### Task
Across the data below, how many lines hold "test"? Answer with that number and nothing else.
++++ Input data ++++
Issue #9203, opened 2022-05-23
Load test Authenticated GET requests to various content types


ElijahLynn:
In #8080 we got some baseline metrics for anonymous GET requests to the Benefits Detail Page which was around 217/second. We now need to test authenticated GET requests to various content types as that will be reflective of real world traffic when the new Next.js build system evolves to allowing for public requests.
++++
### Written answer
2